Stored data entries
========
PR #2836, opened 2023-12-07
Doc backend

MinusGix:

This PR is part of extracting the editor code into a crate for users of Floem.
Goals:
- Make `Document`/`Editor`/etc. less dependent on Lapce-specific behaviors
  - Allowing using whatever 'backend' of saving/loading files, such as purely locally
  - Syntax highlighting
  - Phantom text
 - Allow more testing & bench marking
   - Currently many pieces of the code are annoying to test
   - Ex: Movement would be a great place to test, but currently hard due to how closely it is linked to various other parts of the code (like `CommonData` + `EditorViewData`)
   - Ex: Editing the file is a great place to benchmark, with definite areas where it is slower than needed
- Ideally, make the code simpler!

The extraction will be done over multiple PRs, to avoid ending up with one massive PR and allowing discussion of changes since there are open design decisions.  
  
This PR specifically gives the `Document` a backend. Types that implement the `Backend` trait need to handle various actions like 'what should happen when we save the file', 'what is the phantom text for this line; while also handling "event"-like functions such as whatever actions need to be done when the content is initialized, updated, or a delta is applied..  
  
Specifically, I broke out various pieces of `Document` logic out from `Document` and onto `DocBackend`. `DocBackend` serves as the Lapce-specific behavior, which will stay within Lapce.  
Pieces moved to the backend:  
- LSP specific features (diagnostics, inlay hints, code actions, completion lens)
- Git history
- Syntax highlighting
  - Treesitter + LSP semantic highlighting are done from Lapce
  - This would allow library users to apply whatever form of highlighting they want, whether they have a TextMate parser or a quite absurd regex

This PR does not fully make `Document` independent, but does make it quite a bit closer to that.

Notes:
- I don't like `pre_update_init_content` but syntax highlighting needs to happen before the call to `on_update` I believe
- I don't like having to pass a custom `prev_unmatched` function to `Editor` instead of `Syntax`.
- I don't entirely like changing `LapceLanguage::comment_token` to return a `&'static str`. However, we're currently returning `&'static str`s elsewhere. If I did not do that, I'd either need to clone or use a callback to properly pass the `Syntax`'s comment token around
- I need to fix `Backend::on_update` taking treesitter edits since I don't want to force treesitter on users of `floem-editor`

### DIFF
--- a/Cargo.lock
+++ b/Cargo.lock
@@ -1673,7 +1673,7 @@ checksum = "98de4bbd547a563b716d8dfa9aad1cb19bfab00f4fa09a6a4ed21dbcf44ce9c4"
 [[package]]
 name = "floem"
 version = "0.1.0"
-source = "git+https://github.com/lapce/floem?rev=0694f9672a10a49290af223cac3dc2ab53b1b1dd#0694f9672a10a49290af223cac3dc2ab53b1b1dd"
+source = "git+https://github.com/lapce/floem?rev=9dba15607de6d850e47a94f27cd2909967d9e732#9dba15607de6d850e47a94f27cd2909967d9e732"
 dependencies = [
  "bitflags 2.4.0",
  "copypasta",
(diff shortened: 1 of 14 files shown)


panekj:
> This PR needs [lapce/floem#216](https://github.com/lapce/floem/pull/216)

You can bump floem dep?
========
Retype every entry without changing anything.

Answer to this task:
PR #2836, opened 2023-12-07
Doc backend

MinusGix:

This PR is part of extracting the editor code into a crate for users of Floem.
Goals:
- Make `Document`/`Editor`/etc. less dependent on Lapce-specific behaviors
  - Allowing using whatever 'backend' of saving/loading files, such as purely locally
  - Syntax highlighting
  - Phantom text
 - Allow more testing & bench marking
   - Currently many pieces of the code are annoying to test
   - Ex: Movement would be a great place to test, but currently hard due to how closely it is linked to various other parts of the code (like `CommonData` + `EditorViewData`)
   - Ex: Editing the file is a great place to benchmark, with definite areas where it is slower than needed
- Ideally, make the code simpler!

The extraction will be done over multiple PRs, to avoid ending up with one massive PR and allowing discussion of changes since there are open design decisions.  
  
This PR specifically gives the `Document` a backend. Types that implement the `Backend` trait need to handle various actions like 'what should happen when we save the file', 'what is the phantom text for this line; while also handling "event"-like functions such as whatever actions need to be done when the content is initialized, updated, or a delta is applied..  
  
Specifically, I broke out various pieces of `Document` logic out from `Document` and onto `DocBackend`. `DocBackend` serves as the Lapce-specific behavior, which will stay within Lapce.  
Pieces moved to the backend:  
- LSP specific features (diagnostics, inlay hints, code actions, completion lens)
- Git history
- Syntax highlighting
  - Treesitter + LSP semantic highlighting are done from Lapce
  - This would allow library users to apply whatever form of highlighting they want, whether they have a TextMate parser or a quite absurd regex

This PR does not fully make `Document` independent, but does make it quite a bit closer to that.

Notes:
- I don't like `pre_update_init_content` but syntax highlighting needs to happen before the call to `on_update` I believe
- I don't like having to pass a custom `prev_unmatched` function to `Editor` instead of `Syntax`.
- I don't entirely like changing `LapceLanguage::comment_token` to return a `&'static str`. However, we're currently returning `&'static str`s elsewhere. If I did not do that, I'd either need to clone or use a callback to properly pass the `Syntax`'s comment token around
- I need to fix `Backend::on_update` taking treesitter edits since I don't want to force treesitter on users of `floem-editor`

### DIFF
--- a/Cargo.lock
+++ b/Cargo.lock
@@ -1673,7 +1673,7 @@ checksum = "98de4bbd547a563b716d8dfa9aad1cb19bfab00f4fa09a6a4ed21dbcf44ce9c4"
 [[package]]
 name = "floem"
 version = "0.1.0"
-source = "git+https://github.com/lapce/floem?rev=0694f9672a10a49290af223cac3dc2ab53b1b1dd#0694f9672a10a49290af223cac3dc2ab53b1b1dd"
+source = "git+https://github.com/lapce/floem?rev=9dba15607de6d850e47a94f27cd2909967d9e732#9dba15607de6d850e47a94f27cd2909967d9e732"
 dependencies = [
  "bitflags 2.4.0",
  "copypasta",
(diff shortened: 1 of 14 files shown)


panekj:
> This PR needs [lapce/floem#216](https://github.com/lapce/floem/pull/216)

You can bump floem dep?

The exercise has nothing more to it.